If you look at the many, many photos of the haram mosque, which accommodates almost two million people, then you will see that such instructions are of limited value; because if for whatever reason you do not find that door, then you might be left to circle around the entire structure just to find your hotel, for which they suggest you take one of the hotel business cards, as if they don’t have that information. If you think I could just go online with the name of the hotel—well, I tried that. Instead I get directed to this tour company and a few others, because clearly this is part of their package.

I mean, I could be staying at the Makkah Hilton, you know. Fortunately, I am not, because the online search shows hotels that are so large, I think I would just go out of my mind for some peace. This hotel is only about 15 floors high and pretty narrow, relative to what I’ve seen. That means, I would expect, a modicum of calm in the lobby, at breakfast and dinner (which are part of the tour package). I will have to make my own arrangements for lunch. I hope my room is on one of the higher floors, less traffic, and the elevators are the same from the 4th and the 14th floors. My room is shared with two other women. I hope for camaraderie and reprieve after the arduous task of jostling with millions of enthusiastic pilgrims at the Haram.
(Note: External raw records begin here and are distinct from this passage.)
PR #1227, opened 2015-07-02
Independence Day: Convert to icon template, display country flag

### LINKED ISSUE #1148: Independence Day: Convert to icon template, display country flag
This Goodies should converted to use the [Icon template group](https://duck.co/duckduckhack/templates_overview#icon-template-group) and should display the flag for the given country.

The result should look like this:

independence-day-v1 1-belgium
independence-day-v1 1-romania

**Note:** We'll likely need to use `Locale::Country` to get the 2 letter Country Code and pass that along to the `data` property. We'll then retrieve the country code in a new JavaScript file, that we can use to determine the icon size (based on whether or not we're dealing with a mobile device) and build the URL for the icon asset we need to show using `DDG.settings.region.getSmallIconURL` and `DDG.settings.region.getLargeconURL`

------
IA Page: http://duck.co/ia/view/independence_day

cskksc:
fixes #1148

### DIFF
--- a/lib/DDG/Goodie/IndependenceDay.pm
+++ b/lib/DDG/Goodie/IndependenceDay.pm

Still, that is what this trip is for, right? That sense of awe brought about with millions of people adjusting themselves towards the same purpose, worshiping the same God in the same way and doing it altogether, at the same time. I can’t wait.

Meanwhile still a few last-minute details and mock packing before I go. Even as I plan and plan, I remember the line from the Qur’an: (hu)man plans and Allah plans; and Allah is the Best of Planners. Labayk, here I am oh Lord.